Even as he thought this, a man emerged from the half-cabin with a bucket in his hands. It was Greenwald. Unconscious of Lenson's gaze, he began scrubbing with a palmetto brush. Dan was about to speak, but just then someone inside started the boat's engine. It ran for thirty seconds, smooth and loud, then cut off.

Hard at work, and early, too, he thought. He thought of complimenting them but didn't. There was something about it he didn't like. It clashed too glaringly with the rest of
Ryan.
Instead, he shivered suddenly, and slid down the ladder to the main deck.

The narrow corridors were snug after the weather decks. He made his way to Boy's Town, tossed cap and flashlight into his desk, and looked around.

The anonymous cubicle was home now. He had a foldout desk, working surface two square feet, and a little safe with a broken lock. He was getting used to the speckled mirror, the dirty sink, the round-the-clock mess and jostle of four men working, dressing, coming off watch or getting ready to go on. The pipes and wireways made racks for his Gardner and Conrad, Dostoyevski, Wouk, Huxley, and Vonnegut.
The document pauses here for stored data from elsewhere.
PR #5734, opened 2023-02-17
New addon: Follow topics after posting

### LINKED ISSUE #5626: Auto-follow forum topics
### Why this would be helpful

Some people always want to be notified when they participate in a forum topic.

### How this addon works

This addon would automatically subscribe you to a topic when you post on it.

### Possible alternatives

_No response_

### Additional context

_No response_

Chiroyce1:
Resolves #5626 

### Changes

Adds a new addon called `auto-follow-topics`

### Tests

Tested manually twice

### Considerations
- Improve naming (addon ID and description)
- This addon was bodged together at 10pm in like 10 minutes, please do suggest changes in the code. I have made it to a state that works without too much hassle

i think i messed up the schema but will fix soon


addons/auto-follow-topics/userscript.js
```diff
@@ -0,0 +1,13 @@
+export default async function ({ addon, console, msg }) {
+  document.querySelector("[name=AddPostForm]").addEventListener("click", (event) => {
+    localStorage.setItem(location.href.split("/")[5], true);
+  });
+
+  if (localStorage.getItem(location.href.split("/")[5])) {
+    console.log("Following topic");
```
BroJac5246, line 7:
```suggestion
```

addons/auto-follow-topics/userscript.js
```diff
@@ -0,0 +1,13 @@
...
+    const followBtn = document.querySelectorAll(".follow-button")[1];
+    followBtn.focus();
+    followBtn.click();
+    localStorage.clear();
```
DNin01, line 11: Would this clear everything in local storage and possibly affect Scratch, or...?

WorldLanguages: Yeah, please avoid clearing all local storage. Use `localStorage.removeItem("key")` instead.

WorldLanguages: The root cause of the problem is that the local storage key is being used to store information, not just as an identifier. That's a pattern to avoid.
@Chiroyce I'd suggest having a single local storage key, with a constant name, that stores an array of IDs in JSON format.

WorldLanguages:
Any reason not to use sessionStorage instead?

addons/auto-follow-topics/userscript.js
Chiroyce1: My bad, did not consider that. I *somehow* thought that every addon had unique storage (Note to self: Always read docs)

> The root cause of the problem is that the local storage key is being used to store information, not just as an identifier. That's a pattern to avoid.

Got that, will make a fixed key like `auto-follow-topics`


> @Chiroyce I'd suggest having a single local storage key, with a constant name, that stores an array of IDs in JSON format.

A small problem with that I can think of, if a user unfollows a topic and revisits that page, it would follow it again. So I think its best not to make it persistent, but instead just check if a user has posted in a topic just before the page reloaded

Chiroyce1:
@WorldLanguages Nope, updated code to use session storage, and made sure everything still works. After someone clicks "Post", the ID is appended to an array in sessionStorage, and after the reload, it follows the topic and removes that specific topicID from the array, instead of entirely clearing the value or all of sessionStorage.

image

~~A slight issue that I've found now is that~~ Ah thankfully the ctrl+enter addon also clicks the submit button which triggers this addon, so yay

CST1229:
> Also I think the manifest check is failing, I probably messed up since I copied the schema from better-emojis and just changed it.

I think the tags must contain at least one of `["community", "editor", "popup"]`.

DNin01:
> > Also I think the manifest check is failing, I probably messed up since I copied the schema from better-emojis and just changed it.
> 
> 
> 
> I think the tags must contain at least one of `["community", "editor", "popup"]`.

Oh, okay. "Community" would probably fit here best.

DNin01 (commented):
I tested it in Edge and it's working fine for me. Looks like it also doesn't unfollow topics you were already following, which is good.

All we need to do now is fix the addon manifest (that check is failing).

addons/auto-follow-topics/addon.json
```diff
@@ -0,0 +1,22 @@
+{
+  "name": "Auto Follow Topics",
+  "description": "Automatically follow forum topics you post on",
```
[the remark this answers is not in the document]
BroJac5246: I think it should be "Automatically follow forum topics".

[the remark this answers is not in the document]
Chiroyce1: Well yeah, the entire addon manifest requires review because I just scraped one together to be good enough for testing.

"Auto follow topics" sounds like the best to me, the forums tag is very clearly visible next to the addon name, so I don't think adding "forums" to the addon name is a good idea.

Chiroyce1:
@DNin01 thanks for testing, is it worth checking if the user ran into the 60 second rule? It technically should be as easy as checking if that element exists, probably.

BroJac5246:
> @DNin01 thanks for testing, is it worth checking if the user ran into the 60 second rule? It technically should be as easy as checking if that element exists, probably.

I was originally against it, but now I think that we might as well.

DNin01:
> @DNin01 thanks for testing, is it worth checking if the user ran into the 60 second rule? It technically should be as easy as checking if that element exists, probably.
> 
> 

It's not really that important. Those users would probably end up posting on the topic 99% of the time anyway.

Chiroyce1:
@DNin01 it was rather easy to implement and it handles all 3 errors I've tested (60 sec rule, blank post, unsupported image host) - and it should work for any other ones as well. It just checks for an element with an `errorlist` class, if it isn't there, then follow the topic.

DNin01 (approved):

Samq64 (approved):

addons/auto-follow-topics/userscript.js
```diff
@@ -0,0 +1,22 @@
+export default async function ({ addon, console, msg }) {
+  const getTopics = () => JSON.parse(sessionStorage.getItem("auto-follow-topics") || "[]");
+  const setTopics = (topics) => sessionStorage.setItem("auto-follow-topics", JSON.stringify(topics));
+  const postError = () => Boolean(document.querySelector(".errorlist"));
+  const topicID = location.href.split("/")[5];
+
+  document.querySelector("[name=AddPostForm]").addEventListener("click", (event) => {
```
WorldLanguages, line 7:
```suggestion
  document.querySelector("[name=AddPostForm]")?.addEventListener("click", (event) => {
```
Form doesn't exist if user is logged out

addons/auto-follow-topics/addon.json
```diff
@@ -0,0 +1,21 @@
...
+  "credits": [
+    {
+      "name": "Chiroyce",
+      "link": "https://github.com/Chiroyce1"
+    }
+  ],
+  "userscripts": [
+    {
+      "url": "userscript.js",
+      "matches": ["https://scratch.mit.edu/discuss/topic/*"]
```
WorldLanguages, line 14:
```suggestion
      "matches": ["topics"]
```

WorldLanguages (approved):

addons/auto-follow-topics/addon.json
```diff
@@ -0,0 +1,21 @@
+{
+  "name": "Auto follow topics",
```
WorldLanguages, line 2: Just wondering if we can think of a better name. Ideally it should imply that the "auto follow" happens after posting.

WorldLanguages: I'm thinking of removing the word "auto" and keeping it simple: `Follow topics after posting`

BroJac5246: > I'm thinking of removing the word "auto" and keeping it simple: `Follow topics after posting`

How about `Automatically follow topics after posting`? It feels more automated that way.

DNin01: > > I'm thinking of removing the word "auto" and keeping it simple: `Follow topics after posting`
> 
> How about `Automatically follow topics after posting`? It feels more automated that way.

But that's a mouthful.

WorldLanguages: The word "automatically" can stay as the first word of the description.

PR #5738, opened 2023-02-18
Ctrl+Click to open open in new TurboWarp tab

iqnite:
### Changes
If the "Replace player" mode is selected in the `turbowarp-player` addon, the user can <kbd>Ctrl</kbd>+Click the button to open the project in a new TurboWarp tab, leaving the current Scratch tab open. Clicking the button will replace the Scratch player. If the "Open new tab" mode is selected, <kbd>Ctrl</kbd>+Click will have no effect.

### Reason for changes
Sometimes you want to open the current project in a new tab, and in actual browsers <kbd>Ctrl</kbd>+Clicking a link opens it to a new tab. Similar behavior in the TurboWarp button would make the GUI even more intuitive.

### Tests
It works fine with the "Replace player" mode, however, I've only roughly tested it with the other mode. Although it should work also there, somebody should try to test it again.


fractioneater:
Can you make it do the same thing when you middle-click the button? That's many people's preferred shortcut.

BroJac5246:
> Can you make it do the same thing when you middle-click the button? That's many people's preferred shortcut.

Yeah, I prefer three-finger-click/middle-click to open links in new tabs, since they're so much easier.

DNin01:
> Can you make it do the same thing when you middle-click the button? That's many people's preferred shortcut.

Middle click also generally opens links in a new tab.

DNin01 (approved):
Tested. I noticed that Ctrl+Clicking opens a new tab without switching to that tab, whereas using the Open new tab mode and clicking without holding Ctrl will switch to that tab. I'm guessing this is a browser thing (it seems like it is), so unless you know of a way to fix that, it's not a big deal.

CST1229:
> Tested. I noticed that Ctrl+Clicking opens a new tab without switching to that tab, whereas using the Open new tab mode and clicking without holding Ctrl will switch to that tab. I'm guessing this is a browser thing (it seems like it is), so unless you know of a way to fix that, it's not a big deal.

At least in Firefox, ctrl+clicking links doesn't switch to that tab (so that behavior is actually somewhat more consistent).

DNin01:
> > Tested. I noticed that Ctrl+Clicking opens a new tab without switching to that tab, whereas using the Open new tab mode and clicking without holding Ctrl will switch to that tab. I'm guessing this is a browser thing (it seems like it is), so unless you know of a way to fix that, it's not a big deal.
> 
> At least in Firefox, ctrl+clicking links doesn't switch to that tab (so that behavior is actually somewhat more consistent with the browser).

It happens in Edge, too.

BroJac5246:
> Tested. I noticed that Ctrl+Clicking opens a new tab without switching to that tab, whereas using the Open new tab mode and clicking without holding Ctrl will switch to that tab. I'm guessing this is a browser thing (it seems like it is), so unless you know of a way to fix that, it's not a big deal.

In Chrome, Ctrl-clicking opens the tab in the background.

DNin01:
> > Tested. I noticed that Ctrl+Clicking opens a new tab without switching to that tab, whereas using the Open new tab mode and clicking without holding Ctrl will switch to that tab. I'm guessing this is a browser thing (it seems like it is), so unless you know of a way to fix that, it's not a big deal.
> 
> In Chrome, Ctrl-clicking opens the tab in the background.

That's basically the same thing. So, it's a thing across browsers.

fractioneater:
> > Tested. I noticed that Ctrl+Clicking opens a new tab without switching to that tab, whereas using the Open new tab mode and clicking without holding Ctrl will switch to that tab. I'm guessing this is a browser thing (it seems like it is), so unless you know of a way to fix that, it's not a big deal.
> 
> At least in Firefox, ctrl+clicking links doesn't switch to that tab (so that behavior is actually somewhat more consistent with the browser).

Firefox has a setting for that, so it's only consistent with the browser for users that have that toggle disabled.

CST1229:
We could instead make the button an `<a>` with a click event handler that prevents default; that way it works just like a link unless you click on it.

addons/turbowarp-player/addon.json
```diff
@@ -9,8 +9,13 @@
     },
     {
       "type": "notice",
-      "text": "TurboWarp has separate cloud data servers. \"Replace player\" mode will send your Scratch username to TurboWarp.org for use in cloud data.",
+      "text": "\"Replace player\" mode will send your Scratch username to TurboWarp.org for use in cloud data. TurboWarp has separate cloud data servers, so the cloud variables will be different than the ones on the Scratch player.",
```
DNin01, line 12:
```suggestion
      "text": "The \"Replace player\" mode will send your Scratch username to TurboWarp.org for use in cloud data. TurboWarp has separate cloud data servers, so the cloud variables will be different than the ones on the Scratch player.",
```

DNin01 (approved):

addons/editor-unshare-button/button.css
```diff
@@ -1,4 +1,4 @@
 .sa-unshare-button {
-  background: hsla(30, 100%, 55%, 1);
+  background: #ff4d4d;
```
Samq64, line 2: Please don't make unrelated changes in this pull request.

addons/turbowarp-player/userscript.js
```diff
@@ -41,7 +41,13 @@ export default async function ({ addon, console, msg }) {
...
       search = `#?token=${projectToken}`;
     }
-    if (action === "player") {
+    if ((action === "link") || (e.ctrlKey) || (e.metaKey)) {
+      window.open(
+        `https://turbowarp.org/${window.location.pathname.split("/")[2]}${search}`,
+        "_blank",
+        "noopener,noreferrer"
+      );
+    } else if (action === "player") {
```
Samq64, line 50: I'm pretty sure this if check isn't necessary.

addons/turbowarp-player/userscript.js
```diff
@@ -99,4 +99,4 @@ export default async function ({ addon, console, msg }) {
 
     scratchStage = document.querySelector(".guiPlayer");
   }
-}
+}
```
Samq64, line 102: Adding back the new line should fix the Prettier checks.

iqnite: Thanks!

addons/editor-unshare-button/button.css
DNin01, line 2: Changing the color of something from another addon should be discussed and committed separately.

DNin01 (changes requested):

addons/editor-unshare-button/button.css
iqnite: Sorry! The reason why I made them on this branch is that the Minor text and design changes also were on the master branch. I'll undo it.

DNin01 (approved):

WorldLanguages (approved):

PR #5739, opened 2023-02-19
Darken TurboWarp button to improve contrast

DNin01:
A step towards #5616

### Changes

Slightly darkened the color of the TurboWarp button and changed the color of the Scratch button to match highlight color (purple by default).

New TurboWarp and Scratch player button colors

### Reason for changes

To make the icons inside easier to see.

### Tests

Tested on Edge 116.


Samq64:
I'm not so sure I like these changes. The current colours are brand colours and don't think they should be changed. A possible solution for the Scratch button is to make the background Scratch blue. I can't think of any alternatives for the TurboWarp button though.

Endermaster3690:
are they customizable?

BroJac5246:
> are they customizable?

No

DNin01:
> are they customizable?

In my opinion, this isn't big enough a detail to deserve a setting switch.

WorldLanguages:
Is it important to ensure there's enough contrast between the background color and the icons? There's no text here

WorldLanguages:
> Is it important to ensure there's enough contrast between the background color and the icons? There's no text here

Hmm, what do you think?

Secret-chest:
> Hmm, what do you think?

It's good as it was, the icons have outlines and are a S and a T respectively.

DNin01:
> @DNin01 🤔

According to APCA, [the outlines on the icon may not be thick enough](https://www.myndex.com/APCA/?BG=ffffff&TXT=ff4d4d). But since the white outer outline of the icon contrasts okay with the button background, it would be somewhat recognizable even if you can't see the inside parts of it (think of that like if the whole T was white), and with a hover title, I don't think the icon matters _too_ much.

The red button as a whole is accessible on the background according to APCA, but _almost_ passes WCAG 2.0 at about 2.9:1.

I'm interested in the idea of making the background of the Scratch button purple or even thinking about a different design such as a rounded-rectangle-shaped toggle. I do think [the Scratch button needs to be changed](https://www.myndex.com/APCA/?BG=ffffff&TXT=f8aa36).

So yeah, I'll probably make some further adjustments. I would love if I could keep the brand colors as close as possible.

Secret-chest:
Remember that when APCA says OK, it means it passes AAA. Passing only AA requires a score 10 points lower.

WorldLanguages:
> I do think [the Scratch button needs to be changed](https://www.myndex.com/APCA/?BG=ffffff&TXT=f8aa36).

Yeah, we should probably increase the contrast in both

DNin01:
I updated the design. The TurboWarp button is a little lighter and the Scratch one now has a purple background and adapts to your `dark-www` settings.

WorldLanguages:
> and the Scratch one now has a purple background and adapts to your dark-www settings.

Looks like the Scratch button now uses the same exact background as the "See Inside" button, so the contrast will vary depending on the "highlight color" setting

The TurboWarp button bg color looks great!

Samq64 (approved):

WorldLanguages:
> Looks like the Scratch button now uses the same exact background as the "See Inside" button, so the contrast will vary depending on the "highlight color" setting

Is this superior to providing a fixed color? The default highlight color probably has more contrast than the old unchangeable background color, but the contrast will vary if the user changes the setting.

DNin01:
> Is this superior to providing a fixed color? The default highlight color probably has more contrast than the old unchangeable background color, but the contrast will vary if the user changes the setting.

Contrast in user-set settings is not really a problem - if the user can't see something in a color scheme they made, they're not going to keep using it.

WorldLanguages:
> Ensuring colors chosen by the user have enough contrast doesn't really matter - if the user can't see something in a color scheme they made, they're not going to keep using it.

In theory, if you have enough image buttons, there might be a case where the user has no color choice that would work for all at the same :P
But it's just this one, so it's probably fine

WorldLanguages (approved):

And for her. Above his head, shielded so that only he could see it, he'd taped the photo of Susan he'd taken on the beach at Chincoteague early one morning. Two bands of white across a body that had spent the summer in a bikini. It was better not to think about her pale, small breasts, nipples erect with a want he'd satisfied between the dunes moments after laying the camera aside, wrapped in a beach towel against the blowing sand …

He pulled off jacket and shirt, and tried the faucet. One of the evaporators had gone down, and Bryce had set a quota for the crew and junior officers. He cupped the tepid trickle, lathered, and began to shave.

There were two things he hadn't gotten used to yet. The heat was one. It felt good when he came in from topside, but already sweat dotted his forehead in the mirror. Cummings had told him to tuck his socks under his pillow and put them on before jumping down. That gave him enough insulation to find his shoes. The second was the occasional visitor from the cable runs. He'd had no time to read, but his paperbacks came in handy as roach swatters.

He finished scraping and tried for a rinse. Too late. The faucet sucked air like an out-of-shape boxer punched in the gut. He wiped off lather and whiskers, pulled his shirt back on, and headed for the wardroom.